Ellie’s stepdad, a professor of classical history at the University of Edinburgh, had given me a reference at the main campus library that helped me get an interview. Unfortunately, there were only so many librarian jobs to go around; I did get a job, but as a library assistant. I didn’t feel too bad about that. I was just happy to have a job in my profession.

Normally I spent either the morning or the afternoon at the help desk in the forum of the library or in the reserve section, and the other half of the day in the office doing administrative work. I preferred being front of house and interacting with the students. I’d been there only eight months, but already I was familiar with a number of students, and had a great rapport with them and my colleagues.

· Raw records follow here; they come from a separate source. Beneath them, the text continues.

PR #4829, opened 2024-01-11
Add support for forcing prototypes in a file or directory to be parsed as abstract

DrSmugleaf:
For downstreams that want to force some prototypes to be abstract.
This is specially useful in cases where content calls EnumeratePrototypes and loops over them.
You can now for example ignore all Guidebook entries from upstream without modifying them or any code that enumerates them.
The alternative would be either modifying those prototypes (likely to get conflicts) or the code that enumerates those prototypes (also likely to get conflicts), this allows for example for a call to be placed in EntryPoint Init (less likely to get conflicts), or in the future an event listener to do this (0 conflicts).
The reason to parse them as abstract instead of not at all is that this lets you inherit those prototypes.
Not used upstream.
Haven't profiled it but hopefully the single boolean check when not used makes it fast enough™️.
Callers must handle how to determine which files or directories to ignore on their own, there is intentionally no engine API for this to keep the API surface small.

@EmoGarbage404

### DIFF
--- a/Robust.Shared/Prototypes/PrototypeManager.YamlLoad.cs
+++ b/Robust.Shared/Prototypes/PrototypeManager.YamlLoad.cs
@@ -14,6 +14,23 @@ namespace Robust.Shared.Prototypes;
 
 public partial class PrototypeManager
 {
+    /// <summary>
+    ///     Which files to force all prototypes within to be abstract.
+    /// </summary>
+    private readonly HashSet<ResPath> _abstractFiles = new();
+
+    /// <summary>
+    ///     Which directories to force all prototypes recursively within to be abstract.
+    /// </summary>
+    private readonly HashSet<ResPath> _abstractDirectories = new();
+
+    /// <summary>
+    ///     Whether or not any prototypes may be potentially forced to be abstract.
+    ///     This is true if either <see cref="_abstractFiles"/> or <see cref="_abstractDirectories"/> contain elements,
+    ///     and false otherwise.
+    /// </summary>
+    private bool _hasForcedAbstractPrototypes;
+
     public event Action<DataNodeDocument>? LoadedData;
 
     /// <inheritdoc />
@@ -35,6 +52,7 @@ public partial class PrototypeManager
             {
                 try
                 {
+                    var ignored = IsFileAbstract(file);
                     using var reader = ReadFile(file, !overwrite);
 
                     if (reader == null)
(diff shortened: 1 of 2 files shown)


Robust.Shared/Prototypes/PrototypeManager.YamlLoad.cs
```diff
@@ -14,6 +14,23 @@ namespace Robust.Shared.Prototypes;
...
 {
+    /// <summary>
+    ///     Which files to force all prototypes within to be abstract.
+    /// </summary>
+    private readonly HashSet<ResPath> _abstractFiles = new();
+
+    /// <summary>
+    ///     Which directories to force all prototypes recursively within to be abstract.
+    /// </summary>
+    private readonly HashSet<ResPath> _abstractDirectories = new();
```
PJB3005: Making these `HashSet<T>` doesn't make much sense since you're only ever iterating over them. Unless we care strongly about content registering duplicates it'd be better to just make this a `List<T>` or `ValueList<T>`.

Robust.Shared/Prototypes/PrototypeManager.YamlLoad.cs
```diff
@@ -14,6 +14,23 @@ namespace Robust.Shared.Prototypes;
...
+
+    /// <summary>
+    ///     Whether or not any prototypes may be potentially forced to be abstract.
+    ///     This is true if either <see cref="_abstractFiles"/> or <see cref="_abstractDirectories"/> contain elements,
+    ///     and false otherwise.
+    /// </summary>
+    private bool _hasForcedAbstractPrototypes;
```
PJB3005: This honestly doesn't seem worth storing separately, a couple count checks per prototype isn't going to be noticeable.

Robust.Shared/Prototypes/PrototypeManager.YamlLoad.cs
DrSmugleaf: Done in [`c11e546` (#4829)](https://github.com/space-wizards/RobustToolbox/pull/4829/commits/c11e546ea0027fea04710ae42c76f7a440f7921b) (as a List<T>)

Robust.Shared/Prototypes/PrototypeManager.YamlLoad.cs
DrSmugleaf: Done in [`c11e546` (#4829)](https://github.com/space-wizards/RobustToolbox/pull/4829/commits/c11e546ea0027fea04710ae42c76f7a440f7921b)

‘How can I help?’ I asked loudly over the chatter of noise in the forum.

Beyond the security gates at the main entrance of the library was an area around the staircase that students had taken to using as a hangout. At the far end of the hall was the help desk, where they could manually check out their books, and beyond us was the reserve section, where they could check out material for either three hours or one week, depending on the proviso put down by the course head. The fines we made them pay if the reserve material was overdue were heavy, to say the least. We’re talking two pence a minute, which is roughly three cents a minute. Doesn’t sound like much, but if a student didn’t return the material for a week, or two, or a month … Yeah … you see where I’m going with this. My least favorite part of the job was telling students what their fines amounted to in the reserve section.

The girl leaned in close, her cheeks flushed. ‘I’m partnered with a student who has an accessible room. Unfortunately, we can’t get into that room right now because of … students and certain activities going on in there.’

When she blushed harder, I instantly understood and glanced over my shoulder at Angus, who was taking a folder out of a filing cabinet. Angus, a bald, good-looking forty-something with kind eyes and a sharp sense of humor, overheard her comment, and his lips twitched with laughter as he said, ‘Your turn.’

I grimaced but smoothed my face into perfect serenity when I turned back to the student. ‘Of course.’ Rounding the main desk, I caught up to the girl, whose whole body was rigid with embarrassment. God, I hoped I was walking into a little mild making out and not full-on sex. Horny little bastards. ‘I take it your friend forgot to lock her room last time she used it?’

The accessible rooms were small private rooms on the first floor, with lockable doors. They were reserved for any of our students with a disability. Those students were permanently assigned a room for the semester; however, more times than I’d like to count, I’d been tasked with kicking students out of the rooms not only for using them when they shouldn’t have been but for utilizing them as hotel rooms.

Having caught two students going at it in the less-than-hygienic men’s toilet, though, I was no longer surprised by anything.

As we rounded the staircase, I had to forcibly ignore the smell of coffee floating toward me from the student café. I would so much rather have been sitting down drinking a latte than playing whatever you called the opposite of a brothel’s madam.

‘She must have forgot.’ The girl pressed her lips together. ‘But that’s not really the point.’

I supposed I had to give her that.

When we reached the first floor, I flicked my long hair over my shoulders, threw them back, and marched into the main room, striding past study booths, study pods, and a bunch of giggling students who sat across from the accessible rooms. Attempting to look like I meant business, I looked back at the girl. ‘Which one?’